Two new commissions for The History Podcast on BBC Radio 4 and BBC Sounds this spring will be fronted by David Dimbleby and Joe Dunthorne.
Invisible Hands is a six-part narrative podcast in which David Dimbleby tells the story of the free market revolution – perhaps the most powerful political idea of the 20th century.
This is the story of the little-known visionaries, mavericks and outcasts who made it their life’s work to transform Britain’s economy forever. They set the stage for Margaret Thatcher’s reforms, the City’s big bang and beyond.
Dimbleby, who saw this unfold during his time as a BBC political reporter and presenter. He goes through the dramatic twists and turns of its evolution.
His story starts – unexpectedly – on a chicken farm in Sussex, with the man who went on to set up the influential Institute of Economic Affairs think tank, before tracking the idea as it moved its way through post-war London and exploded onto a scene of opulence and excess in the new champagne bars of the City.
Today, free market capitalism dominates every corner of British life, but how did it happen and who were the masterminds behind it? The History Podcast: Invisible Hands will launch on 26 March on BBC Radio 4 and Sounds.
David Dimbleby says: “Looking back on a lifetime interviewing politicians and debating their ideas I think that none was more radical than the theory of free market capitalism.
“In the mid-1970s no one knew what it really meant or where the idea came from. This is the story of how this revolutionary idea took hold, challenging old assumptions and redefining British society.
“It begins with a fighter pilot shot down in the Battle of Britain, an ambitious chicken farmer and a politician nick-named the mad monk who embraced the idea with such enthusiasm that he persuaded the government to abandon the old way of running Britain for a new and as yet untried theory.
“I was seven when the Second World War ended, and in this series, I trace the history of the revolutionary idea that spans my own lifespan and now defines every part of our lives in Britain.”
Then in May, Half-Life follows award-winning poet, novelist and journalist Joe Dunthorne as he goes on a deeply personal investigation into his own family history.
The eight-part series begins with the story of his great-grandfather, Siegfried, a German-Jewish chemist who made radioactive toothpaste in the 1920s.
While trying to write his family’s history, Joe discovers Siegfried’s nearly two-thousand-page memoir, a turgid and repetitive account of his life that few members of his family ever managed to finish reading.
Joe was going in search of the details of his family’s dramatic escape from Nazi Germany in 1936 but found a far more disturbing history, a confession from his great-grandfather hidden on page 1,692.
This unearths a story of unexploded bombs, radioactive soil and erased histories that takes Joe from Berlin to Ankara to North Carolina and back to Swansea.
The History Podcast: Half-Life begins on Radio 4 and BBC Sounds on Wednesday 7 May.
Joe Dunthorne says: “Half-Life is about the stories we tell ourselves, who we are and where we come from – and how these stories often hide a more complex truth.
“As I explored the messy inheritance left to me by my great-grandfather, I learned first-hand the many ways history continues to haunt our present.
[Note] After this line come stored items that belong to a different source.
PR #809, opened 2025-02-14
fix: use default_dict_finalize where necessary

### LINKED ISSUE #798: replace "squash_dict" by "default_dict_finalize" for default dicts
# Why

We use default dicts for various operations. While `squash_dict` ensures consistency in dict accesses, it does not ensure that the first access's value was coherent with the default value of the dict.

# What

Replace squashes of default dict with a call to `default_dict_finalize`. Similar to `squash_dict`, you will create a wrapper function that will also assign the dict_tracker of the input segment to the squashed segment.

Locate all default_dict that use pointers to values. We will need to keep these pointers accessible in order to finalize with the right pointer.

Normally - the only case of this happening is for U256Struct*, the default value being u256(0,0). For that we can define 
inside a constants file a 
```
U256_ZERO:
dw 0;
dw 0;
```
then `let ptr = get_label_location(U256_ZERO)`
and `cast(ptr, U256Struct*)`

obatirou:
Close #798

### DIFF
--- a/cairo/ethereum/cancun/state.cairo
+++ b/cairo/ethereum/cancun/state.cairo
@@ -79,12 +79,16 @@ from legacy.utils.dict import (
     get_keys_for_address_prefix,
     dict_update,
     dict_copy,
-    dict_squash,
+    default_dict_finalize,
 )
 
 EMPTY_ROOT:
 dw 0x6ef8c092e64583ffa655cc1b171fe856;  // low
 dw 0x21b463e3b52f6201c0ad6c991be0485b;  // high
+
+U256_ZERO:
+dw 0;
+dw 0;
 
 struct AddressTrieBytes32U256DictAccess {
     key: Address,
@@ -937,7 +941,7 @@ func destroy_touched_empty_accounts{poseidon_ptr: PoseidonBuiltin*, state: State
 }
 
 func empty_transient_storage{range_check_ptr}() -> TransientStorage {
-    tempvar default_value = new U256Struct(0, 0);
+    let (default_value) = get_label_location(U256_ZERO);
     let (dict_ptr) = default_dict_new(cast(default_value, felt));
     let dict_start = cast(dict_ptr, TupleAddressBytes32U256DictAccess*);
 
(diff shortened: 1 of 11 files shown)


cairo/tests/utils/args_gen.py
```diff
@@ -1156,6 +1156,8 @@ def default_factory():
             return default_value
 
         data = defaultdict(default_factory, data)
+    else:
+        default_value = 0
```
enitrat, line 1160: this is not correct - we can't assume that the default value is actually zero. for a trie[bytes32, u256] the default value needs to pointer to u256(0,0), and because the trie strategies are not generating default dicts, this will cause problems

cairo/tests/utils/strategies.py
```diff
@@ -174,6 +174,7 @@ def non_default_strategy(default):
                 non_default_strategy(default),
                 min_size=min_size,
                 max_size=15,
+                dict_class=defaultdict,
```
enitrat, line 177: what's the default_factory for this default_dict ? does it need to be specified?

cairo/ethereum/cancun/state.cairo
```diff
@@ -977,8 +981,8 @@ func storage_roots{
     let storage_tries_start = cast(storage_tries.value._data.value.dict_ptr_start, DictAccess*);
     let storage_tries_end = cast(storage_tries.value._data.value.dict_ptr, DictAccess*);
 
-    let (squashed_storage_tries_start, squashed_storage_tries_end) = dict_squash(
-        storage_tries_start, storage_tries_end
+    let (squashed_storage_tries_start, squashed_storage_tries_end) = default_dict_finalize(
+        storage_tries_start, storage_tries_end, 0
```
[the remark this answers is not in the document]
enitrat:
```suggestion
    let (squashed_storage_tries_start, squashed_storage_tries_end) = default_dict_finalize(
        storage_tries_start, storage_tries_end, cast(storage_tries.value.default.value, felt)
```

enitrat (changes requested):

cairo/tests/utils/args_gen.py
enitrat: if anything we probably need to assert that the dict passed is a default dict

cairo/tests/utils/strategies.py
obatirou: good point

cairo/tests/utils/args_gen.py
obatirou: the fix is wrong and was done to rapidly 
lookin into it now

enitrat (approved):
💯

PR #420, opened 2019-05-17
Leading zeros not required for proposal number

### LINKED ISSUE #260: Smart search for program numbers (without zeros)
As @Johannes-Sahlmann mentioned in #253, it would be preferable if the JWQL search feature didn't enforce trailing zeros. That is, to search for data from program 778, you shouldn't have to type 00778 into the search.

Should be an easy fix, but will require parsing what are currently strings into ints.

laurenmarietta:
Closes #260.

This PR: 
- Updates the homepage proposal search form to search by integer value rather than string value (i.e. accepts "327" not only "00327")
- Updates all URLs that include a proposal number to accept one to five digits (e.g. `jwql.stsci.edu/fgs/archive/327/` is now valid), and update `data_containers.py` accordingly 
- Updates the JavaScript search function on the instrument archive pages to search by integer value rather than string value (i.e. now searching "1" will show not only proposals like "12334" but also like "143")


jwql/website/apps/jwql/data_containers.py
```diff
@@ -378,16 +378,17 @@ def get_filenames_by_proposal(proposal):
...
-        The five-digit proposal number (e.g. ``88600``).
+        The one- to five-digit proposal number (e.g. ``88600``).
 
     Returns
     -------
     filenames : list
         A list of filenames associated with the given ``proposal``.
     """
 
+    proposal_string = '{:05d}'.format(int(proposal))
```
bourque: @laurenmarietta Clever!

jwql/website/apps/jwql/data_containers.py
```diff
@@ -896,14 +901,14 @@ def thumbnails_ajax(inst, proposal=None):
...
             # Temporary workaround for noncompliant files in filesystem
-            filename_dict = {'activity': file_id[17:19],
-                             'detector': file_id[26:],
-                             'exposure_id': file_id[20:25],
-                             'observation': file_id[7:10],
-                             'parallel_seq_id': file_id[16],
-                             'program_id': file_id[2:7],
-                             'visit': file_id[10:13],
-                             'visit_group': file_id[14:16]}
+            filename_dict = {'activity': rootname[17:19],
```
bourque: @laurenmarietta Good call, `rootname` is a more consistent name to use here rather than `file_id`.

jwql/website/apps/jwql/urls.py
```diff
@@ -75,20 +75,20 @@
     re_path(r'^(?P<inst>({}))/unlooked/$'.format(instruments), views.unlooked_images, name='unlooked'),
     re_path(r'^(?P<inst>({}))/(?P<file_root>[\w]+)/$'.format(instruments), views.view_image, name='view_image'),
     re_path(r'^(?P<inst>({}))/(?P<file>.+)/hdr/$'.format(instruments), views.view_header, name='view_header'),
-    re_path(r'^(?P<inst>({}))/archive/(?P<proposal>[\d]{{5}})/$'.format(instruments), views.archive_thumbnails, name='archive_thumb'),
+    re_path(r'^(?P<inst>({}))/archive/(?P<proposal>[\d]{{1,5}})/$'.format(instruments), views.archive_thumbnails, name='archive_thumb'),
```
bourque: @laurenmarietta The power of `regex`!

bourque:
I will let @Johannes-Sahlmann comment if he would like before I merge this

jwql/website/apps/jwql/urls.py
laurenmarietta: 💫

Johannes-Sahlmann:
I can have a look at this early next week. If you want to merge before that, that is fine with me.

bourque:
We've got a bit of a catch-22 situation here.  The Jenkins builds for this PR are failing because the dev web server is not able to handle a test case with no-leading zeros (e.g. `/api/00308/filenames/`) yet, and won't be able to until this PR is merged.  So I think the best course of action here is to just merge this despite the 3 failed API tests.  If for some reason those tests keep failing in future PRs, we can deal with those issues then.

Johannes-Sahlmann:
Are you still expecting a review from me?

bourque:
@Johannes-Sahlmann I wanted to leave it up to you, but it is probably not necessary at this point.  I will go ahead and merge.

PR #422, opened 2019-05-17
Smarter handling of auth errors 

### LINKED ISSUE #408: More informative errors for auth failure
As @Johannes-Sahlmann discovered in #406, the errors that the web app throws if you don't have your `client` or `auth_mast` keywords in the `config.json` file defined properly are not very helpful.

We should add custom error messages there so it is easier for users to tell if something isn't working because of their configuration file.

(Related philosophical question: how do we balance informative error messages for developers with secrecy to maintain security?)

laurenmarietta:
This PR closes #408 and partially addresses #406.

Please test it rigorously - I could not fully recreate the original problems from either of those issues, so I am not sure I have implemented a proper fix.

Changes include: 
- Adding errors if a user tries to run anything while the `auth_mast`, `client_id`, or `client_secret` fields in `config.json` are blank
- Adding a validation error to the EDB forms if the user is not logged into MAST (rather than showing an error page)
- Moving @Johannes-Sahlmann's code to get the MAST token from the top of `engineering_database.py` into `utils.get_mast_token()`
- Updating `data_containers.log_into_mast()` to use the new `utils.get_mast_token()` function

Also, I am specifically concerned about how I re-wrote `data_containers.log_into_mast()`. This function used to just try to find the MAST token with `request.POST.get('access_token')`. I replaced that with a new `utils` function taken from `engineering_database.py` that goes through not just the POST request but also `config.json` and the user's environment variables to get the MAST token. Is there a reason that token would _need_ to come from the POST request?


Johannes-Sahlmann:
I am testing this out on a local branch and I think a problem is the `from astroquery.mast import Mast` import in `utils.py`. Because this is called before the customized import in `data_containers.py` it leads to problems with setting the MAST server that astroquery uses. The customization has to take place before the first import. I am working on it and will open a PR against @laurenmarietta 's fork when ready.

Johannes-Sahlmann:
An independent complication is that the tokens have to match the server that is being used. While testing this I found myself in a situation where I was providing a MAST token that I had created on the operational server, which failed because the `astroquery.mast` module was configured to access the dev server. So until we switch to fully use the MAST ops server, one has to ensure to use a correctly generated token (possibly this should be documented temporarily). I opened a PR against the fork with some tweaks I saw were necessary. 

Something weird also happened: When testing this branch and performing a successful mnemonic query on the web app, the returned bokeh plot was empty (blank panel, no axes or buttons). Not sure what is causing this.

laurenmarietta:
It's definitely tricky to keep track of where the tokens are being generated and under which version of MAST, I agree... Maybe we can try to address that with better docs in a future issue?

I take it that laurenmarietta/jwql#1 fixed the local error you were running into with the servers?

I have been seeing that the mnemonic query Bokeh plot has been empty for a while now, but I had no idea why so I thought I would ignore it and hope it goes away... clearly that is not working. Are you only seeing that behavior on this branch?

Also, I updated this PR to include and implement a new function `utils.utils.check_config()` to reduce duplication of the try/except clauses.

jwql/website/apps/jwql/oauth.py
```diff
@@ -162,8 +164,11 @@ def user_info(request, **kwargs):
 
         # If user is authenticated, return user credentials
         if cookie is not None:
+            check_config('auth_mast')
+            auth_mast = get_config()['auth_mast']
+
             response = requests.get(
```
Johannes-Sahlmann: Just as a sidenote: I tried this with the MAST ops server (specified via `auth_mast`) and it failed, probably because JWQL is not registered there yet.

jwql/utils/credentials.py
```diff
@@ -0,0 +1,49 @@
+"""Utility functions related to accessing remote services and databases.
```
bourque: Good idea creating a separate module for this!

jwql/utils/credentials.py
```diff
@@ -0,0 +1,49 @@
...
+
+Authors
+-------
+
+    - Johannes Sahlmann
+
+Use
+---
+
+    This module can be imported as such:
```
bourque: Small issue but `sphinx` docs will render better if this is written like this:

```python
This module can be imported as such:
::

    import credentials
    token = get_mast_token()
```

jwql/utils/credentials.py
```diff
@@ -0,0 +1,49 @@
...
+ """
+import os
+
+from astroquery.mast import Mast
+
+from jwql.utils.utils import get_config, check_config
+
+
+def get_mast_token(request=None):
+    """Return MAST token."""
```
bourque: Please provide a `Parameters` section to the docstring that describes `request`

jwql/utils/utils.py
```diff
@@ -395,6 +395,32 @@ def get_config():
     return settings
 
 
+def check_config(key):
```
bourque: This is really useful!

jwql/utils/utils.py
```diff
@@ -395,6 +395,32 @@ def get_config():
...
+    """Check that the config.json file contains the specified key
+    and that the entry is not empty
+
+    Returns
```
bourque: I think you mean `Parameters` here, not `Returns`

jwql/website/apps/jwql/oauth.py
```diff
@@ -63,6 +63,8 @@ def register_oauth():
     """
 
     # Get configuration parameters
+    for key in 'client_id client_secret auth_mast'.split():
```
bourque: That is an interesting way to iterate through a list! But I wonder if it would read easier if you just did:

```python
for key in ['client_id', 'client_secret', 'auth_mast']:
```

jwql/utils/credentials.py
laurenmarietta: Whoops, I completely forgot to add this docstring. Thanks for the reminder!

bourque:
I think the Jenkins build failed for this because we didn't restart the dev web server after #420 was merged.  I restarted it just now so hopefully it will pass now.

bourque:
This is working well when testing on my end.  Nice work!

PR #429, opened 2019-06-03
Update web app bokeh version

### LINKED ISSUE #425: EDB mnemonic query plot blank on local server
@Johannes-Sahlmann and I have both noticed that, when the web app is being run on a local server, the EDB mnemonic query `bokeh` plot does not appear:
Screen Shot 2019-05-22 at 9 25 05 AM
I personally see this behavior on every branch - feature branches, `develop`, and `master`.

Good news is, I don't see this bug on the development server (dljwql.stsci.edu). This suggests to me that it has something to do with running the local Django server? 

If anyone else has seen this, please share.

bourque:
This PR updates the web app to use bokeh version `1.2.0`, which is the current supported version in the `jwql` environment.  This also fixes the issue described in #425 

Closes #425


bourque:
@Johannes-Sahlmann Could you review this?  Everything seems to be working just fine for me locally.

I think it is rather annoying that we will have to keep these lines in `base.html` updated with every update to the `bokeh` version, but currently I can't think of a better solution.

bourque:
Since we are waiting on this for merging #432 and its a simple one-line change, I am going to make an executive merge here

PR #432, opened 2019-06-04
Add bokeh version test

laurenmarietta:
I was inspired (frustrated?) by #425 to write up a quick test that will fail if the Bokeh versions in our HTML templates don't match our environment.

(This will fail Jenkins until #429 is merged.)

### DIFF
--- a/jwql/tests/test_plotting.py
+++ b/jwql/tests/test_plotting.py
@@ -21,9 +21,11 @@ Use
 import glob
 import os
 import re
+import sys
 
 import bokeh
 from pandas import DataFrame
+import pytest
 
 from jwql.utils.plotting import bar_chart
 
@@ -46,6 +48,8 @@ def test_bar_chart():
     assert str(type(plt)) == "<class 'bokeh.plotting.figure.Figure'>"
 
 
+@pytest.mark.skipif(sys.version_info[:2] != (3, 6),
+                    reason="Web server run on Python 3.6")
 def test_bokeh_version():
     """Make sure that the current version of Bokeh matches the version being
     used in all the web app HTML templates.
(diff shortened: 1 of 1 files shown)


jwql/tests/test_plotting.py
```diff
@@ -36,3 +46,28 @@ def test_bar_chart():
...
+
+    template_paths = os.path.join(JWQL_DIR, 'website/apps/jwql/templates', '*.html')
+    all_web_html_files = glob.glob(template_paths)
+
+    for file in all_web_html_files:
+        with open(file) as f:
+            content = f.read()
+
+        # Find all of the times "bokeh-#.#.#' appears in a template
+        html_versions = re.findall(r'(?<=bokeh-)\d+\.\d+\.\d+', content)
```
bourque: @laurenmarietta Would this also include instances of `bokeh-widgets-#.#.#` as well?  I think we have a few of those scattered around our templates.

bourque:
When testing this, I noticed that we have a fair amount of `href`s pointing to `bokeh` amongst our various templates.  I wonder if those are actually necessary, since `bokeh` is imported in `base`, and each template extends `base`.  It might be worth seeing if removing the non-`base` `bokeh` imports actually affects anything.  If not, better to remove them I think.

jwql/tests/test_plotting.py
laurenmarietta: Good idea!

laurenmarietta:
I think I will try to address the issue of where `bokeh` is getting imported as part of #438, rather than here.

bourque:
The Jenkins builds for this are failing for this (see #443), but since it appears to be an issue unrelated to these code changes, I will go ahead and merge this.

PR #439, opened 2019-06-05
[WIP] Web app log pages

catherine-martlin:
New PR for logging monitor web app updates. 

- [x] Make landing page for links to logs
- [x] Make pull down for logs on that page for all past logs
- [ ] Update the url to allow for viewing those past logs when clicked on
- [ ] Update pages for monitors with link to log pages


bourque:
@catherine-martlin I pulled this branch to have a look.  This is a good first implementation; feel free to proceed with the remaining changes to get things rendered in a readable way.  

I think in a future PR we could consider moving towards drop down menus instead of separate buttons for all of the different monitors, as buttons might become overwhelming when we have many monitors implemented.

catherine-martlin:
@bourque - maybe we can chat this week? This is very close - I'm just struggling with activating the buttons in the dropdown menus at the top of each type/monitor page to go to individual logs instead of the default last log available. I need some help with the urls.py update needed to create the proper url paths and with formatting the dropdown button in view_log.html to link to those urls properly.

Issue #400, opened 2019-05-06
Update Django to 2.2


laurenmarietta:
There are aspects of the web app that prevent us from upgrading `django` to version 2.2. We should investigate what those are, fix them, and update our environment files.

The change log from the 2.2 release might prove helpful for troubleshooting there:
https://docs.djangoproject.com/en/2.2/releases/2.2/#backwards-incompatible-2-2

PR #448, opened 2019-06-21
Update web app to use django 2.2

bourque:
This PR provides various changes to get the web app working with `django` version 2.2. 

The new version requires the existence of a define `django.template.backends.django.DjangoTemplates` `TEMPLATE`.  Also, some `not_found` requests now also require additional parameters such as `exception`, which have been wrapped up in a `*args` parameter.


bourque:
Closes #400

It lives on inside us, even when we try to ignore it.”
Daniel Clarke, Factual Commissioning Editor at Radio 4, adds: “We are delighted to add not one but two new history series to our popular history strand, The History Podcast.
“These new commissions follow the success of The Lucan Obsession, which reignited the nation’s fascination with one of the most enduring mysteries of the 20th century, and The Brighton Bomb, which featured fresh testimony on the 1984 IRA plot to assassinate Margaret Thatcher.
“Such engaging and high-quality titles saw The History Podcast ranked as the fourth most-listened to podcast on BBC Sounds in the last quarter of 2024.”